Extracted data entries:
PR #388, opened 2016-10-10
Use manifest logic for all bundling

garlicnation:
Single file and multiple file bundling use the same module-based paths. The sharding test passes and all the single file tests pass.


src/deps-index.ts
```diff
@@ -69,6 +69,7 @@ export async function buildDepsIndex(entrypoints: string[], analyzer: Analyzer):
         }
         const dependencyEntry =
             await _getTransitiveDependencies(entrypoint, analyzer);
+        debugger;
```
usergenic: remove debugger

src/bundler.ts
```diff
@@ -408,23 +426,54 @@ class Bundler {
...
+    }
   }
 
   private async _bundleDocument(
       url: string,
-      excludes: string[],
-      stripExcludes: string[]): Promise<ASTNode> {
+      bundle: Bundle,
+      bundleManifest: BundleManifest,
+      addedImports?: Set<string>): Promise<ASTNode> {
```
usergenic: This name leads me to think the imports provided in the set are additive (i.e. not represented in the document already)... is that the intent?  If so, [line 465](https://github.com/Polymer/vulcanize/pull/388/files#diff-841ba21ca2afd1b3c22749d1d7190395R465) where we hand `bundle.files` in as this argument was confusing to me.  I guess its called added because it might include some that aren't already in the doc.  But also, it defines whether inlining of an import could even happen, right?  So maybe its more like an `override` than an `added`?  Anyways, maybe add a comment?  Comment could just be above [line 509](https://github.com/Polymer/vulcanize/pull/388/files#diff-841ba21ca2afd1b3c22749d1d7190395R509) `if (addedImports) {`

src/bundle-manifest.ts
```diff
@@ -219,15 +220,123 @@ export function mergeBundles(bundles: Bundle[]): Bundle {
...
+  });
+}
+
+/**
+ * Returns a list of the sets of entrypoints, for use in performing
+ * set intersection and subtraction on the sets.
+ */
+function getEntrypointSets(bundles: Bundle[]): Set<string>[] {
+  const list: Set<string>[] = [];
+  for (let bundle of bundles) {
```
garlicnation: Done

src/bundler.ts
```diff
@@ -408,23 +426,54 @@ class Bundler {
...
-    collection.set(entrypoints[0], doc);
-    return collection;
+  async bundle(
+      entrypoints: string[],
+      strategy?: BundleStrategy,
+      mapper?: BundleUrlMapper): Promise<DocumentCollection> {
+    const bundledDocuments = new Map<string, ASTNode>();
+    if (entrypoints.length === 1) {
+      const url = entrypoints[0];
+      debugger;
```

src/bundler.ts
```diff
@@ -408,23 +426,54 @@ class Bundler {
...
+      const depsIndex = await buildDepsIndex(entrypoints, this.analyzer);
+      debugger;
```

src/bundler.ts
```diff
@@ -408,23 +426,54 @@ class Bundler {
...
+      const doc = await this._bundleDocument(url, bundles[0], manifest);
+      bundledDocuments.set(url, doc);
+      return bundledDocuments;
+    } else {
+      const bundles = new Map<string, ASTNode>();
+      if (!strategy) {
+        console.assert(strategy, 'strategy must be provided!');
+        throw new Error('strategy must be provided');
+      }
+      if (!mapper) {
```

src/deps-index.ts
garlicnation: Done

src/bundler.ts
garlicnation: Added a comment explaining what's going on.

src/ast-utils.ts
```diff
@@ -50,3 +52,35 @@ export function siblingsAfter(node: ASTNode): ASTNode[] {
...
+    const content = treeAdapters.default.getTemplateContent(template);
+    for (const match of dom5.queryAll(content, predicate)) {
+      results.push(match);
+    }
+  }
+  return results;
+}
+
+/**
+ * Find content inside <template> tags.
```
justinfagnani: does this have to be called on a template node? Or does it just find everything, even across template content?

src/ast-utils.ts
```diff
@@ -50,3 +52,35 @@ export function siblingsAfter(node: ASTNode): ASTNode[] {
...
+ */
+export function querySelectorAllTemplates(
+    node: ASTNode, predicate: dom5.Predicate): ASTNode[] {
+  const results: ASTNode[] = [];
+  const templates = dom5.queryAll(node, matchers.template);
+  for (const template of templates) {
+    const content = treeAdapters.default.getTemplateContent(template);
```
justinfagnani: what's the benefit of this API over `template.content`?

src/ast-utils.ts
```diff
@@ -50,3 +52,35 @@ export function siblingsAfter(node: ASTNode): ASTNode[] {
...
+    for (const match of dom5.queryAll(content, predicate)) {
+      results.push(match);
+    }
```
justinfagnani: should this loop recurse into sub-templated? Please doc whether or not this function recurses.

src/bundle-manifest.ts
```diff
@@ -49,14 +52,12 @@ export class BundleManifest {
...
-
-    this.bundles = new Map();
+    this.bundles = urlMapper(Array.from(bundles));
     this.bundleUrlForFile = new Map();
 
-    for (let i = 0; i < bundles.length; ++i) {
-      const bundle = bundles[i], bundleUrl = bundleUrls[i];
-      this.bundles.set(bundleUrl, bundle);
+    for (const bundleMapEntry of this.bundles) {
+      const bundleUrl = bundleMapEntry[0], bundle = bundleMapEntry[1];
```
justinfagnani: style nit: one declaration per line

src/bundle-manifest.ts
```diff
@@ -49,14 +52,12 @@ export class BundleManifest {
...
+      bundle.url = bundleUrl;
```
justinfagnani: Seems odd to mutate the inputs to the constructor. Can bundles be created with their URL, or keep this in a map?

src/bundle-manifest.ts
```diff
@@ -219,15 +220,123 @@ export function mergeBundles(bundles: Bundle[]): Bundle {
...
+  // assignment.
+  let assignedBundle = true;
+
+  /**
+   * Attempt to find a name, and bail once a search
+   * round goes without a candidate.
+   *
+   * Given N sets of entrypoints(strings), names are selected as follows.
+   *
+   * Name_i = Any member of
```
justinfagnani: I'm not sure what this means. Example?

src/bundle-manifest.ts
```diff
@@ -219,15 +220,123 @@ export function mergeBundles(bundles: Bundle[]): Bundle {
...
+  return list;
 }
+
+/**
+ * Attempts to generate shared bundle names by identifying unique Entrypoints,
+ * falling back on `sharedBundleUrlMapper` when unable to form a direct
+ * correspondence.
+ *
+ * example:
+ * const bundle1 = {Entrypoints: ['A']};
```
justinfagnani: Is this for the polymer core build use case? I think we determined that we could name bundles by looking for entrypoints in the _dependencies_ of a bundle.

Polymer core should cause a bundle list of something like:

(std): [std, a, b, c]
(std, mini): [mini, d, e, f]
(std, mini, micro): [micro, g, h, i]

As long are there aren't any dependency cycles between entrypoints, there will be only one entrypoint in the dependencies list, and you can simply name the bundle after that.

src/ast-utils.ts
usergenic: ASTNode doesn't expose `content` as a property so tslint throws fit (correctly) if we directly reference.

src/bundle-manifest.ts
```diff
@@ -219,15 +220,123 @@ export function mergeBundles(bundles: Bundle[]): Bundle {
...
+}
+
+/**
+ * Compute the intersection of all of the passed `sets`.
+ * See: https://en.wikipedia.org/wiki/Intersection_(set_theory)
+ */
+function setIntersection<T>(sets: Set<T>[]): Set<T> {
+  return sets.reduce((previous, current) => {
+    const reduced = new Set<T>();
+    for (let entry of previous) {
```

src/bundler.ts
```diff
@@ -408,23 +426,54 @@ class Bundler {
...
+        bundles[0].files.delete(exclude);
+      }
+      const manifest =
+          new BundleManifest(bundles, () => new Map([[url, bundles[0]]]));
+      const doc = await this._bundleDocument(url, bundles[0], manifest);
+      bundledDocuments.set(url, doc);
+      return bundledDocuments;
+    } else {
+      const bundles = new Map<string, ASTNode>();
+      if (!strategy) {
```
garlicnation: Added a default strategy.

src/ast-utils.ts
garlicnation: What @usergenic said. I can get a typings PR submitted, but using this API seems like the path of least resistance for now.

src/bundle-manifest.ts
garlicnation: Replaced with entrypoint membership algorithm.

src/bundle-manifest.ts
garlicnation: Replace this function with this suggestion.

src/bundle-manifest.ts
garlicnation: I created a new type w/ a bundle and a URL. It's very convenient to keep them together at various points.

src/ast-utils.ts
garlicnation: Documented and added an option.

src/bundle-manifest.ts
garlicnation: Fixed.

● WHAT YOU ARE ASKED TO DO:
Going through the data above, return each line with the word "list".

● ANSWER AREA:
+ * Returns a list of the sets of entrypoints, for use in performing
+  const list: Set<string>[] = [];
+  return list;
Polymer core should cause a bundle list of something like:
As long are there aren't any dependency cycles between entrypoints, there will be only one entrypoint in the dependencies list, and you can simply name the bundle after that.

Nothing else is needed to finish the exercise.